Bâtissez un songe avec du marbre, du jade, du bronze, de la porcelaine, charpentez-le en bois de cèdre, couvrez-le de pierreries, drapez-le de soie, faites-le ici sanctuaire, là harem, là citadelle, mettez-y des dieux, mettez-y des monstres, vernissez-le, émaillez-le, dorez-le, fardez-le, faites construire par des architectes qui soient des poètes les mille et un rêves des Mille et Une Nuits, ajoutez des jardins, des bassins, des jaillissements d’eau et d’écume, des cygnes, des ibis, des paons, supposez en un mot une sorte d’éblouissante caverne de la fantaisie humaine ayant une figure de temple et de palais, c’était là ce monument.

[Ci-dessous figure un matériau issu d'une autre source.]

PR #15898, opened 2024-10-14
Migrate UI bundles to required components

### LINKED ISSUE #15889: Migrate UI bundles to required components
Almost all of our bundle types have been migrated to required components after #14791. However, UI bundles have not been done yet.

#15550 will conflict with that, but since that PR needs more time to bake, we should press on with this work for the 0.15 release.

The strategy to do so is laid out here: https://hackmd.io/@bevy/required_components/%2FpuAA8c18TzeMhjclo36vEQ#Combined-Proposal-1-Conservative-Port-no-major-reworks-Selected

VitalyAnkh:
# Objective

- Migrate UI bundles to required components, fixes #15889

## Solution

- deprecate `NodeBundle` in favor of `Node`
- deprecate `ImageBundle` in favor of `UiImage`
- deprecate `ButtonBundle` in favor of `Button`

## Testing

Il avait fallu, pour le créer, le long travail de deux générations. Cet édifice, qui avait l’énormité d’une ville, avait été bâti par les siècles, pour qui ? Pour les peuples. Car ce que fait le temps appartient à l’homme. Les artistes, les poètes, les philosophes connaissent le Palais d’été ; Voltaire en parle. On disait : le Parthénon en Grèce, les Pyramides en Egypte, le Colisée à Rome, Notre-Dame à Paris, le Palais d’été en Orient. Si on ne le voyait pas, on le rêvait. C’était une sorte d’effrayant chef-d’oeuvre inconnu, entrevu au loin dans on ne sait quel crépuscule comme une silhouette de la civilisation d’Asie sur horizon de la civilisation d’Europe.
Cette merveille a disparu.
Un jour, deux bandits sont entrés dans le Palais d’été. L’un a pillé, l’autre a incendié. La victoire peut être une voleuse, à ce qu’il paraît. Une dévastation en grand du Palais d’été s’est faite de compte à demi entre deux vainqueurs. On voit mêlé à tout cela le nom d’Elgin, qui a la propriété fatale de rappeler le Parthénon. Ce qu’on avait fait au Parthénon, on l’a fait au Palais d’été, plus complètement et mieux, de manière à ne rien laisser. Tous les trésors de toutes nos cathédrales réunies n’égaleraient pas ce formidable et splendide musée de l’Orient. Il n’y avait pas seulement là des chefs-d’oeuvre d’art, il y avait un entassement d’orfèvreries. Grand exploit, bonne aubaine. L’un des deux vainqueurs a empli ses poches, ce que voyant, l’autre a empli ses coffres ; et l’on est revenu en Europe, bras dessus, bras dessous, en riant. Telle est l’histoire des deux bandits.
Nous Européens, nous sommes les civilisés, et pour nous les Chinois sont les barbares. Voilà ce que la civilisation a fait à la barbarie. Devant l’histoire, l’un des deux bandits s’appellera la France, l’autre s’appellera l’Angleterre. Mais je proteste, et je vous remercie de m’en donner l’occasion ; les crimes de ceux qui mènent ne sont pas la faute de ceux qui sont menés ; les gouvernements sont quelquefois des bandits, les peuples jamais.
L’Empire français a empoché la moitié de cette victoire, et il étale aujourd’hui, avec une sorte de naïveté de propriétaire, le splendide bric-à-brac du Palais d’été.
J’espère qu’un jour viendra où la France, délivrée et nettoyée, renverra ce butin à la Chine spoliée. En attendant, il y a un vol et deux voleurs, je le constate. Telle est, monsieur, la quantité d’approbation que je donne à l’expédition de Chine.